Diving into Stata for data analysis and statistical programming, we embrace a philosophy that’s rooted in practicality and deep contemplation.

1.1.1 Receive & with Simplicity#

Tools
- Workstation
  - Remote Access: Utilize Terminal or Safe Desktop for secure, remote operations.
  - Local Setup: Download Stata directly onto your personal computer.
- Installation
  - Visit download.stata.com for the setup files.
  - Username: 0123456789 (as provided in your email) – remember, it’s reusable for future Stata acquisitions.
  - Password: Create a secure one of your choosing ($3(re+ as an example).
  - Serial number: Provided with your purchase, which could be for:
    - A perpetual license (higher cost)
    - A time-limited subscription (6 or 12 months)
  - Compatible Operating Systems: Windows, Mac, Linux (contact Stata for alternatives).
  - Choose Your Stata Packa`ge: Stata/MP, Stata/SE, Stata/BE, tailored to your needs like parallel processing support for Mac, including necessary files and documentation.
  - Ensure Stata can access your documents folder for seamless file management.
- Courses
  - 340.600 Stata Programming I (Basics)
  - 340.700 Stata Programming II (Intermediate Level)
  - 340.800 Stata Programming III (Advanced Mastery)
Challenges
- Foundational Steps:
  - Introductory courses like Epi 750 series and Biostats 620 series.
- Hopkins-Specific:
  - Engage with Labs/Practice, homework, capstones/theses, and course Biostats 140.624 for hands-on learning.
- Real-World Applications:
  - Analyze data from NHANES covering demographics, health questionnaires, nutrition, and more for practical insights into public health.
  - Work with national databases, clinical studies, and longitudinal cohorts for a broad exposure to data analysis.
- Simulation for Skill Building:
  - Experiment with creating Data that mimics real databases to refine your Stata scripts.
  - Develop skills in randomization, handling missing data, bootstrapping, understanding cryptography/disclosure risks, calculating sample sizes, and more for versatile analytical capabilities.
  - Engage in adversarial training and use simulations for didactic purposes across various scenarios.

This structured approach not only builds foundational skills but also prepares you to tackle real-world challenges with confidence and creativity.

1.1.2 Know & be Reverent#

Skills
- Analytical Thinking: You are encouraged to not just learn Stata syntax but to understand the data you are working with. Stata is not just a tool but a gateway to meaningful insights. This class assumes that you have received some training in epidemiology and biostatistics and will not be emphasizing any of these points.
- Data Management Mastery: Knowing how to efficiently clean, manipulate, and prepare data is sacred in the realm of statistical analysis.
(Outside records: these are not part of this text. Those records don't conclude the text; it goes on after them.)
PR #1039, opened 2021-11-26
fix: do not auto-dial after shut down

achingbrain:
The `await` in the auto-connect loop means we can start a dial after shutdown but before we test to see if we should break out of the loop.

Instead, use the `this._started` property to break out of the loop, then test again to see if we should use retimer to schedule a further auto-dial attempt.

Fixes: https://github.com/ipfs/js-ipfs/issues/3923


achingbrain:
Superseded by 1041

PR #1041, opened 2021-11-30
fix: stop dht before connection manager

achingbrain:
Stop the dht before the connection manager, otherwise in-flight eviction pings fail and we move on to the next one when we should just abort them all.

Also pulls in the fix from #1039 and splits the auto-dialler out from the connection manager as during shutdown it can get into a weird state where it's simultaneously killing and creating connections so stop auto-dialling things before we cause connections to dip below the low watermark by killing existing connections.

Fixes: https://github.com/ipfs/js-ipfs/issues/3923

### DIFF
--- a/src/index.js
+++ b/src/index.js
@@ -18,6 +18,7 @@ const { codes, messages } = require('./errors')
 
 const AddressManager = require('./address-manager')
 const ConnectionManager = require('./connection-manager')
+const AutoDialler = require('./connection-manager/auto-dialler')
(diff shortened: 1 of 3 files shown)


src/index.js
```diff
@@ -380,6 +385,8 @@ class Libp2p extends EventEmitter {
 
       this.relay && this.relay.stop()
       this.peerRouting.stop()
+      this._autodialler.stop()
```
vasco-santos, line 388: why not part of the connection manager start/stop?

PR #1044, opened 2021-12-03
fix: fix uncaught promise rejection when finding peers

robertkiel:
## Quick description

Whenever `dht.findPeer()` is unable to find any peer or fails for other reasons, it produces an unhandled promise rejection.

## Long description

In `peerRouting.js`, the result of many routers is merged into one array by using multiple smaller arrays, using a function that returns an array.

```
router => [router.findPeer(ip, options)]
```

The problem is that this function creates the array without awaiting the result of `router.findPeer()`, hence if `router.findPeer()` throws, no one catches the error because no one awaits the result.

## Fix

Return an async iterable that first awaits the result and catches the error and then return the result.

```
        ...this._routers.map(router => (async function* () {
          try {
            yield [await router.findPeer(id, options)];
          } catch (err) {
            yield;
          }
        })())
```

Makes https://github.com/libp2p/js-libp2p/pull/1025 obsolete


achingbrain:
Thanks for submitting this - CI is failing because of linting, you can fix it with `npm run lint -- --fix`.

Thanks also for adding a test to this PR - it passes without the proposed changes to `peer-routing.js` though (sort of, [this error](https://github.com/libp2p/js-libp2p/blob/master/src/peer-routing.js#L128) should have the code `ERR_NOT_FOUND`, not `NOT_FOUND` that's a bug), so I'm not sure the problem is fixed by this patch.

Looking at the code, it seems you're trying to ignore errors thrown by `router.findPeer(id, options)` - if they are thrown synchronously they should be handled by whatever is awaiting on `peerRouting.findPeer()`.  If they are thrown asynchronously, `it-pipe` should bubble them back up to the same context and again they'll be handled by whatever is awaiting on `peerRouting.findPeer`.

Since you're seeing an `unhandledPromiseRejection` something is not `await`ing when it should be - can you please share a stack trace from the UPR?  Something like this will do:

```js
process.on('unhandledPromiseRejection', (err) => {
  console.error(err)
})
```

robertkiel:
This is the sample code that I used to check the functionality, partially copied from `js-libp2p`

```
const pipe = require('it-pipe')
const merge = require('it-merge')
const filter = require('it-filter')
const first = require('it-first')

async function findPeer () {
  throw Error('foo')
}

async function main () {
  try {
    const output = await pipe(
      merge(
        ...[undefined].map(router =>
          (async function * () {
            try {
              yield [await findPeer()]
            } catch (err) {
              yield undefined
            }
          })()
        )
      ),
      (source) => filter(source, Boolean),
      // @ts-ignore findPeer resolves a Promise
      // (source) => storeAddresses(source, this._peerStore),
      (source) => first(source)
    )

    console.log(output)
  } catch (err) {
    console.log('caught error', err)
  }
}

main()
```

Will produce a warning on Node.js < 15 and an uncaught promise rejection on Node.js 15+ that terminates the process if you don't handle it.

robertkiel:
> `// @ts-ignore findPeer resolves a Promise`

It seems that Typescript has noticed that earlier ;-)

achingbrain (approved):

PR #1047, opened 2021-12-03
fix: do not let closest peers run forever

achingbrain:
The DHT takes a `signal` not a timeout so if a timeout is passed,
create a `TimeoutController` that will abort the query after the
timeout.


achingbrain:
I think longer term we need to sweep the codebase and rationalise all this stuff.  Drop timeouts and switch everything to `AbortSignal`/`AbortController`s.

vasco-santos (approved):
LGTM
Good catch

PR #1048, opened 2021-12-03
Libp2p.pubsub.subscribe returns void, remove await

GGAlanSmithee:
Seems like the correct return type of `Libp2p.pubsub.subscribe` is `void`, so the `await` can be removed: https://github.com/libp2p/js-libp2p/blob/ae21299ade9bcb2cf3fd00150c4389fbe3b24267/src/pubsub-adapter.js#L29


vasco-santos (approved):
LGTM thanks

PR #198, opened 2018-01-29
Issue#132 ask and tell

MichaelClerx:
Initial PR for ask-and-tell optimisers. Will add a similar interface for MCMC before this can be merged. Happy to hear thoughts so far!


mirams:
Ha ha! Brutal!

ask.py
```diff
@@ -0,0 +1,77 @@
...
+# Create an adaptive covariance MCMC routine
+x0 = real_parameters * 1.1
+
+
+mcmc = pints.AdaptiveCovarianceMCMC(x0)
+mcmc.set_acceptance_rate(0.3)
+
+# Start adapting after 1000 iterations
+#TODO
+#mcmc.set_non_adaptive_iterations(1000)
```
martinjrobins: I presume the commented out bits are not in the new interface? They all seem like generic things (burn-in, thinning etc) that can be handled in a wrapper function for convenience

ask.py
```diff
@@ -0,0 +1,77 @@
...
+
+chain = []
+for i in range(4000):
```
martinjrobins: Should the user ask the algorithm to do the covariance adaption somewhere in this loop? Either a function that says `do_adaption`, or a modal switch that says `turn_adaption_on`

pints/_mcmc/__init__.py
```diff
@@ -12,6 +12,108 @@
...
+        """
+        Returns this method's full name.
+        """
+        raise NotImplementedError
+   
+    def tell(self, fx):
+        """
+        Performs an iteration of the MCMC algorithm, using the evaluation
+        ``fx`` of the point ``x`` previously specified by ``ask``. Returns the
+        sample ``x`` accepted by the method.
```
martinjrobins: what does it return if the sample ``x`` is not accepted?

pints/_mcmc/__init__.py
```diff
@@ -12,6 +12,108 @@
...
+        self._adaptation = False
+    
+    def adaptation(self):
+        """
+        Returns ``True`` if (and only if) this sampler is currently in
+        adaptation mode.
+        """
+        return self._adaptation
+    
+    def set_adaptation(self, adaptation):
```
martinjrobins: Yes, something like this! The modal approach seems to involve a lot of code, internal state variable, two separate functions. It might be simpler to have only a `do_adaption_now` type method? Up to you, I'm not sure what is the best way to go

ask.py
MichaelClerx: Yup! Just leaving them in for now so I now which bits to stick in the wrapper!

ask.py
MichaelClerx: I think so yes! But we can maybe take that into account in the wrapper. Not sure how, will think about it!

pints/_mcmc/__init__.py
MichaelClerx: Woops! It returns the next sample in the chain, regardless of whether the proposal was accepted. Will update this!

MichaelClerx:
First version of the adaptive MCMC routine up now. The class `MCMCSampling` performs an MCMC sampling using multiple chains. Stopping criterion is still number of iterations, but should be easy now to add something more complicated @ben18785 

(It would go here: https://github.com/pints-team/pints/blob/issue%23132-ask-and-tell/pints/_mcmc/__init__.py#L320 )

martinjrobins:
@MichaelClerx walked me through these changes this morning and all looks good to merge (once tests have passed)

PR #233, opened 2018-02-13
Bugfix for error when using logpdf in optimisation

MichaelClerx:
See #232

### DIFF
--- a/pints/_optimisers/__init__.py
+++ b/pints/_optimisers/__init__.py
@@ -186,9 +186,9 @@ class Optimisation(object):
                 ' optimise.')
 
         # Store function
-        if isinstance(function, pints.LogLikelihood):
+        if isinstance(function, pints.LogPDF):
             # Likelihood function given? Then wrap an inverter around it
-            self._function = pints.LogLikelihoodBasedError(function)
+            self._function = pints.ProbabilityBasedError(function)
             # TODO: Do this internally, so that we can return the correct
             # (inverted) value!?
         else:
--- a/pints/_optimisers/__init__.py
+++ b/pints/_optimisers/__init__.py
@@ -153,12 +153,14 @@ class PopulationBasedOptimiser(Optimiser):
 
 class Optimisation(object):
     """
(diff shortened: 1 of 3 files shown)


MichaelClerx:
Closes #232

pints/_optimisers/__init__.py
```diff
@@ -186,9 +186,9 @@ def __init__(
                 ' optimise.')
 
         # Store function
-        if isinstance(function, pints.LogLikelihood):
+        if isinstance(function, pints.LogPDF):
             # Likelihood function given? Then wrap an inverter around it
-            self._function = pints.LogLikelihoodBasedError(function)
+            self._function = pints.ProbabilityBasedError(function)
```
chonlei: Can we have some kind of stdout or print statement saying _explicitly_ that we are now maximising the input `function`? And vise versa (say now minimising the function when it is not pints.LogPDF). Either here or later when it actually starts the optimisation (or least under `verbose` option, if we still have it here).

We have "Optimisation" as the name, when debugging, something people might be not sure if it is their function's problem (i.e. the objective function is doing weird things) or they just made a silly mistake that they are minimising something that they should maximise.

I found this would be helpful particularly when the program is trying to do something smart for me -- because something I might try to be smart that undo what the program nicely did for me... So might happen to other users as well.

test/test_pso.py
```diff
@@ -132,6 +132,26 @@ def test_stopping_no_criterion(self):
         opt.set_max_unchanged_iterations(None)
         self.assertRaises(ValueError, opt.run)
 
+    def test_logpdf(self):
```
chonlei: Just curious, are we going to test this for other optimisation algorithms?

pints/_optimisers/__init__.py
MichaelClerx: Good point! Have added it to the documentation since you used it, but will also add a line to the verbose output!

test/test_pso.py
MichaelClerx: Yeah it should become part of the the other methods too, but as there are other tickets open about this I didn't want to do it here!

Treat each dataset as a unique puzzle that tells a story. I’ve two datasets that have the same information, but in different formats. From a technical perspective, there might be nuanced differences in the challenges you’ll encounter while using one dataset compared with another.
  - transplants.txt
  - transplants.dta
- Statistical Techniques: A reverent understanding of the statistical methods behind the commands is crucial but beyond the scope of this class. For instance, we will not discuss the relative merits of three approaches to survival analysis: non-parametric, semi-parametric, and parametric. This class assumes you know why and when to use each method. But we will provide you with the tools to do so efficiently.
Agency
- Self-directed Learning: We hope you appreciate the value of exploration beyond the classroom. The most profound learning occurs through tackling real-world data challenges.
- Community Contribution: Please engage with our new Stata-focused community, share knowledge, ask questions, and contribute solutions. Respect for the community’s collective wisdom and the software’s capabilities should guide your interactions.

1.1.3 Do & on Time#

Flow
- Start with the Basics: The Basic class, as it’s name suggests, emphasizes the importance of a strong foundation. Understanding the basics thoroughly ensures smoother progression to intermediate and advanced topics.
- Practical Applications: If you need a real-world dataset (e.g. NHANES) for your Biostats 140.624 project, we’d be happy to facilitate you and help curate it for you. Hopefully this will foster a deeper understanding and appreciation of Stata’s power.
- Iterative Learning: Please use an iterative approach to all your labs and homeworks. The first attempt doesn’t have to be perfect; learning comes from refinement and persistence.
Growth
- Feedback Loops: Constructive feedback is sacred. So we are offering an open environment where feedback is given and received, to promote continuous improvement and learning.
- Skill Expansion: The course is structured to progressively challenge you with more complex problems and datasets. Growth in the realm of Stata Programming, and in any aspect of life in general, is about matching challenges with skills. But gradually and systematically increasing the challenges we present to you, and by offering you prompt feedback on your performance, we believe we’ll nurture an environemnt that ensures growth in your skills.
- Lifelong Learning: And remember that learning Stata, like any other skill, is a journey without an end. The landscape of data analysis is always evolving, and so should your skills and understanding. This is partly what motivated our new Stata-focused community as well as our general analytic community that aims to discuss topics at the interface of Stata, R, Python, AI, code, version control, automation, open science, etc.

1.2 Overview 🦀#

Ceci n’est pas une crabe

_images/cf897162df8cde377a32eb942eea0152ade328c27161cecc7805ebaa9c2a1742.png

We are going to distinguish between two fundamental perspectives in this class:

System
- Native (built-in stata application, support files, .ado files)
  - If you type which help into your command window you get something like: /Applications/Stata/ado/base/h/help.ado
- Third-party (typically .ado files)
  - When I type which table1_fena I get /Applications/Stata/ado/base/t/table1_fena.ado
- Your .ado files (you’ll learn to write & install your own programs)
  - Since you don’t have table1_fena.ado installed you’ll get command table1_fena not found as either built-in or ado-file
User
- Known
  - Instructor
  - Teaching assistants
  - Students
  - Collaborators
- Unknown
  - Anticipate (emphathize with different kinds of users)
  - Share code (on GitHub, for instance)
  - Care (user-friendly, annotated code)

The system is the Stata application and its a simple noun. It is not ~~STATA~~, which gives the impression of being an acronym. I presume you’ve all installed Stata onto your local machines. If not I presume you’ll be doing so very soon or you will be remotely accessing it. The user includes you, me, the teaching assistants, collaborators, or strangers.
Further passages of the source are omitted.